3 Propuesta en el artículo de 1948, “El realismo cinematográfico y la escuela de la liberación”, incluido en el libro Qué es el cine.
4 Bill Nichols, teórico del documental, en su obra ya clásica La representación de la realidad (1997) nos dona el concepto axiografía para considerar, como una escritura de valores en el espacio, las posiciones o disposiciones que entre figurantes y punto de vista, que se pueden analizar a la luz de las intenciones realistas. El sentido de donación es más preciso que el de inserción crítica o instrumental, porque Nichols saca poco provecho exegético de la figura al consultar las posiciones del documental respecto del acto del morir, es decir, en el límite de lo representable pierde de vista los infinitos problemas previos.
5 Confrontar el artículo “Experiencia, técnica y territorio en el documental chileno de fines de los cincuenta”, donde, a partir del análisis de los documentales Andacollo y Mimbre (1957) de Sergio Bravo, formulo un vuelco en la conciencia de la no ficción hacia la admisibilidad retórica de lo subjetivo que implica –como la parte objetual de este vuelco político– un vínculo con la territorialidad en tanto redefinición de centros y una reflexión del fundamento técnico expresivo con prioridad en lo fotográfico. En el cruce de subjetividad y poética de luz ya se prefigura en este escrito la centralidad del filme Andacollo en una metafísica documental.
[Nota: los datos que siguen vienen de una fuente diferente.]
PR #2542, opened 2024-10-30
ci: don't build benchmarks, only check them

djc:
CI currently takes about 17 minutes for a full run, which feels long. The long pole appears to be the nightly job which builds benchmarks (but doesn't run them) in release mode. The goal here should be to make sure that they compile, so instead of running `cargo bench --no-run` we can run `cargo check --benches` which should be substantially faster.

### DIFF
--- a/justfile
+++ b/justfile
@@ -76,7 +76,7 @@ compatibility: init-bind9
 
 # Build all bench marking tools, i.e. check that they work, but don't run
 build-bench:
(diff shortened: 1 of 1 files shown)


marcus0x62 (approved):

djc:
This took the build-bench job from 5m 51s to 1m 5s, bringing the total for "past-future (nightly)" down from 9m 6s to 4m 21s.

djc:
Full CI cycle time seems to be down about 2.5m, so that seems like a nice quick win.

PR #2543, opened 2024-10-31
Fix NSEC3 validation bug for covering records

pvdrz:
- **Fix edge case bug for NSEC3 validation**
- **Unignore passing tests**


bluejekyll (approved):
LGTM, thanks for fixing the issue.

Issue #2503, opened 2024-10-09
[resolver] (0.25.0-alpha.2) DnsSec validate enabled should also use ProtoErrorKind::NoRecordsFound and skip validation


kolbma:
When looking up different types where no RR exists, there should be used `ProtoErrorKind::NoRecordsFound`.  
This is the case if `ResolverOpts::validate == false`.

But if `ResolverOpts::validate == true` there is currently `ProtoErrorKind::Message` with _"could not validate negative response missing SOA"_.  
Why it tries to validate anything if there is no existing RR to validate?

So e.g. if you want to lookup NS for a not existing domain, you get error "could not validate negative response missing SOA".  
Does this make any sense?

marcus0x62:
This overall problem is complicated, and something I'm working on in #2502, but the short answer is we can't just skip validation because of a missing record in a zone. If Hickory is configured as a validating name server and the parent zone for a given query has DS records for the sub zone being queried, then things like missing SOA records in the sub zone will (and should) trigger validation failures for some queries.

There is a bug where SOA (and associated DNSSEC records) are not being propagated correctly during error type conversion, which is more than likely what you are seeing -  Hickory probably is getting an SOA record for the query you are attempting, but we aren't passing it correctly through the entire resolution process. We'd need a packet capture (or debug logs) to be sure.

kolbma:
Well, I've tested it with an unregistered domain/NXDOMAIN. And then you get this crude _"could not validate negative response missing SOA"_ error.  
The SOA is from the NIC. And the RRs of the NIC are validatable secure.  
But I mean, what should be validated for the unregistered domain? 

_delv_ returns with
```
;; resolution failed: ncache nxdomain
; negative response, fully validated
```

marcus0x62:
In the case of a query against an unregistered domain with a parent zone that is signed and Hickory as a validating recursor, the process should go, approximately, like this:

* Hickory receives a query for 'unregistered.com'
* Hickory looks up the com nameservers based on the configured roots.
* Hickory asks for the nameservers for unregistered.com from the com nameservers.
* Com nameservers return NXDomain with the SOA for com. and several NSEC/NSEC3 and RRSIG records to prove unregistered.com does not exist.
* Hickory validates the returned records. against the dnskeys for com.
* Hickory requests the DS records for com from the root servers and verifies those match the dnskey from the previous request
* Hickory verifies the root servers keys against the trust anchor.

[...]

PR #2546, opened 2024-11-02
Dnssec insecure delegations

marcus0x62:
This is hopefully the last change set to close out #2503. Originally, I thought the problem was isolated to a lack of support for NSEC3 opt-out proofs, but it looks like that in addition to that problem, insecure delegations are always being marked bogus by the current code, so there is a fix for that as well.

To facilitate testing these scenarios, there is also a commit for adding support to sign zones in dns-test with NSEC3 opt-out proofs, and one that adds debug-level logs to the nsec and nsec3 verification routines to indicate why a given proof is being returned as secure or bogus.

Making this a draft for now as there is some work to do on the nsec3 opt-out proof commit.

### DIFF
--- a/crates/proto/src/xfer/dnssec_dns_handle/mod.rs
+++ b/crates/proto/src/xfer/dnssec_dns_handle/mod.rs
@@ -1162,9 +1162,9 @@ pub fn verify_nsec(query: &Query, soa_name: &Name, nsecs: &[&Record]) -> Proof {
                 !rdata.type_bit_maps().contains(&query.query_type())
             })
         {
-            return ds_proof_override;
+            return proof_log_yield(ds_proof_override, query.name(), "nsec1", "direct match");
         } else {
-            return Proof::Bogus;
+            return proof_log_yield(Proof::Bogus, query.name(), "nsec1", "direct match");
         }
     }
 
@@ -1186,7 +1186,7 @@ pub fn verify_nsec(query: &Query, soa_name: &Name, nsecs: &[&Record]) -> Proof {
 
     // continue to validate there is no wildcard
     if !verify_nsec_coverage(query.name()) {
-        return Proof::Bogus;
+        return proof_log_yield(Proof::Bogus, query.name(), "nsec1", "no wildcard");
     }
 
     // validate ANY or *.domain record existence
@@ -1202,14 +1202,29 @@ pub fn verify_nsec(query: &Query, soa_name: &Name, nsecs: &[&Record]) -> Proof {
     // don't need to validate the same name again
     if wildcard == *query.name() {
         // this was validated by the nsec coverage over the query.name()
-        ds_proof_override
+        proof_log_yield(
+            ds_proof_override,
+            query.name(),
+            "nsec1",
+            "direct wildcard match",
+        )
     } else {
         // this is the final check, return it's value
         //  if there is wildcard coverage, we're good.
         if verify_nsec_coverage(&wildcard) {
-            ds_proof_override
+            proof_log_yield(
+                ds_proof_override,
+                query.name(),
+                "nsec1",
+                "covering wildcard match",
+            )
         } else {
-            Proof::Bogus
+            proof_log_yield(
+                Proof::Bogus,
+                query.name(),
+                "nsec1",
+                "covering wildcard match",
+            )
         }
     }
 }
@@ -1220,6 +1235,12 @@ fn current_time() -> u32 {
         .duration_since(UNIX_EPOCH)
         .unwrap_or_default()
         .as_secs() as u32
+}
+
+/// Logs a debug message and yields a Proof type for return
+fn proof_log_yield(proof: Proof, name: &Name, nsec_type: &str, msg: &str) -> Proof {
+    debug!("{nsec_type} proof for {name}, returning {proof}: {msg}");
+    proof
 }
 
 mod rrset {
--- a/crates/proto/src/xfer/dnssec_dns_handle/mod.rs
+++ b/crates/proto/src/xfer/dnssec_dns_handle/mod.rs
@@ -217,6 +217,14 @@ fn check_nsec(verified_message: DnsResponse, query: &Query) -> Result<DnsRespons
         return Ok(verified_message);
     }
 
+    if verified_message
+        .name_servers()
+        .iter()
+        .all(|x| x.proof() == Proof::Insecure)
+    {
+        return Ok(verified_message);
+    }
+
     // get SOA name
     let soa_name = if let Some(soa_name) = verified_message
         .name_servers()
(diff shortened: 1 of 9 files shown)


djc:
(Not a review -- based on my work from the last few weeks, I keep wondering whether it really makes sense to stick `NoRecordsFound` in `ProtoErrorKind` or if there's a better way to model the response modalities in DNS responses...)

bluejekyll:
one of the reasons it's an error today is that it makes it easier to detect retry events in higher level use cases. How would you want to change this?

djc:
> one of the reasons it's an error today is that it makes it easier to detect retry events in higher level use cases. How would you want to change this?

Basically `NoError` responses should not result in a `ProtoError` IMO -- that stuff seems confusing. Instead, we should have some kind of enum representing response modalities like maybe something like:

```rust
enum ResolveResponse<T> {
    NoRecordsFound {
        query: Box<Query>,
        .. // etc
    },
    Records(Vec<T>),
    NoError,
    /// Maybe also Nsec?
}
```

crates/proto/src/xfer/dnssec_dns_handle/nsec3_validation.rs
```diff
@@ -512,20 +514,97 @@ fn validate_nodata_response(
...
+    //   The effects of the Opt-Out flag on signing, serving, and validating
+    //   responses are covered in following sections.
+    //
+    // *Note*: the case of an opt-out NSEC3 record having the same original owner
+    // name as the hashed query name and not having the DS bit set in the type flags
+    // is covered here by case 2.
+    if query_type == RecordType::DS
+        && find_covering_record(nsec3s, &hashed_query_name, &base32_hashed_query_name[..])
+            .iter()
+            .all(|x| x.nsec3_data.type_bit_maps().contains(&query_type) && x.nsec3_data.opt_out())
```
djc, line 640: Nit: maybe `query_type` -> `RecordType::DS` here since that should already be true?

crates/proto/src/xfer/dnssec_dns_handle/mod.rs
```diff
@@ -271,7 +279,8 @@ fn check_nsec(verified_message: DnsResponse, query: &Query) -> Result<DnsRespons
         }
     };
 
-    if !nsec_proof.is_secure() {
+    if !nsec_proof.is_secure() || (nsec_proof.is_secure() && query.query_type() == RecordType::DS) {
```
djc, line 282: This condition seems kinda non-intuitive, maybe add a little context in a comment?

crates/proto/src/xfer/dnssec_dns_handle/mod.rs
```diff
@@ -385,10 +394,16 @@ where
...
+            Err(ProofError { proof, kind }) => match kind {
+                ProofErrorKind::DsResponseNsec { .. } => {
+                    debug!("verified insecure {name}/{record_type}");
+                    (proof, None)
+                }
+                _ => {
+                    debug!("failed to verify: {name} record_type: {record_type}: {kind}",);
+                    (proof, None)
+                }
+            },
```
djc, line 406: Suggest making it clear that the return value does not depend on `kind` by taking that out of the `match` expression.

crates/proto/src/xfer/dnssec_dns_handle/mod.rs
```diff
@@ -658,13 +673,17 @@ where
     };
 
     // if the DS record was an NSEC then we have an insecure zone
-    if let Some((query, proof)) = error
+    if let Some((query, _proof)) = error
```
djc, line 676: This doesn't seem intuitive either: if we have an `error.kind().as_nsec()` that has `proof.is_secure()`, we yield a `ProofError::new(Proof::Insecure, ..)`??

crates/proto/src/xfer/dnssec_dns_handle/nsec3_validation.rs
```diff
@@ -84,6 +84,8 @@ use crate::{
     },
 };
 
+use super::proof_log_yield;
```
djc, line 87: Nit: remove the empty line between `crate` and `super` blocks?

crates/proto/src/xfer/dnssec_dns_handle/mod.rs
```diff
@@ -1215,6 +1230,12 @@ fn current_time() -> u32 {
         .as_secs() as u32
 }
 
+/// Logs a debug message and yields a Proof type for return
+fn proof_log_yield(proof: Proof, name: &Name, nsec_type: &str, msg: &str) -> Proof {
```
djc, line 1234: Good idea!

djc (approved):
Library parts LGTM. Have not reviewed the conformance tests yet.

crates/proto/src/xfer/dnssec_dns_handle/mod.rs
marcus0x62: To address this (and the other comment about counter-intuitiveness,) I moved the Proof::Insecure decision into the verify_nsec and verify_nsec3 functions. 

verify_nsec and verify_nsec3 will now directly return Proof::Insecure for DS queries where the nsec/nsec3 validation code otherwise would have returned Proof::Secure (at least for scenarios where that makes sense - for example, in the no data response handling part of the NSEC3 code, but not in the nxdomain section.)

crates/proto/src/xfer/dnssec_dns_handle/mod.rs
marcus0x62: (see other comment about counter-intuitiveness.)

crates/proto/src/xfer/dnssec_dns_handle/mod.rs
marcus0x62: Thanks!

crates/proto/src/xfer/dnssec_dns_handle/nsec3_validation.rs
```diff
@@ -653,9 +653,7 @@ fn validate_nodata_response(
             } = wildcard_based_encloser_proof(query_name, soa_name, nsec3s);
             match (closest_encloser, next_closer, closest_encloser_wildcard) {
                 (Some(_), Some(_), Some(_)) => ds_proof_override,
-                (None, Some(_), Some(_)) if &query_name.base_name() == soa_name => {
-                    ds_proof_override
-                }
+                (None, Some(_), Some(_)) if &query_name.base_name() == soa_name => ds_proof_override,
```
djc: Nit: looks like this belongs in the previous commit.

djc (approved):
(Still only approving the non-conformance parts.)

bluejekyll (approved):
I'm good with these changes. I like all the additional debug information.

PR #2548, opened 2024-11-05
fix windows build, ResolveError changed to ResolveResult

zsdsys:


bluejekyll:
We should combine this with #2489

djc (approved):

djc:
> We should combine this with #2489

I'm still plugging away at that, I don't think it's ready right now but I haven't forgotten.

djc:
@zsdsys would you mind rebasing this on top of current main so we can get a clean CI run?

PR #2549, opened 2024-11-05
proto: encode EDNS flags in a separate type

djc:
See discussion in https://github.com/hickory-dns/hickory-dns/pull/2544#discussion_r1825947897.


bluejekyll (approved):
Thanks, @djc, this looks good.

6 Como una digresión respecto de lo chileno, un aparte para relativizar esta parcialidad estética respecto de los procesos generales del medio cultural, es posible considerar como excepciones en el cine occidental de este mismo período, precisamente por su ensayo en dramas de asunto metafísico, la obra de Dreyer, Bergman y Pasolini. Los tres desde posiciones alternas de diverso prestigio conjugan al sujeto de la fe, al hombre sagrado con una luz metafísica que determina un minimalismo escénico en cierto modo anticinematográfico por teatral, arquitectónico o documental. El histrionismo metafísico de la luz, a través de un minimalismo escénico como medio de lo sagrado, se expresan ejemplarmente en Ordet (Dreyer, 1955), Accattone (Pasolini, 1960), Mamma Roma (1961) y en Luz de invierno (Bergman, 1965). Reflejos de esta retórica metafísica en el cine contemporáneo los encontramos especialmente en Luz silenciosa de Carlos Reygadas (2007) y Hors Satan de Bruno Dumont, ambos con la variable argumental y dramática de la obscenidad de lo sagrado.
7 El reputado crítico de cine de la revista chilena PEC, Joaquín Olalla, en el texto que dedica al filme El chacal de Nahueltoro (número 351 año 1970) con ocasión de su estreno, califica el filme como un fallido ensayo de filme judicial. Olalla, siempre exagerado en sus juicios sobre el cine chileno, confronta la ópera prima de Littin con los filmes del cineasta francés André Cayatte, quien contribuye al género en cuestión con obras como Le glaive et la balance (1963), Les risques du metièr (1967).
8 En La imagen tiempo, en el bello segundo capítulo denominado de modo inesperadamente claro como “Cuadro y plano, encuadre y guión técnico”.
9 Así lo descubren varias partículas documentales del largometraje Dios (2019) del colectivo Mafi.
10 Directores de El bosque de Karadima (2015) y El Club (2015), respectivamente.
11 En diversos tonos dramáticos, y en función de muy diversas referencias históricas y doctrinales, con una filmografía que también incluye Simón del desierto (1965) y La Vía Láctea (1969), el ateo Luis Buñuel propone una de las más ricas teologías cinematográficas del cristianismo y el catolicismo.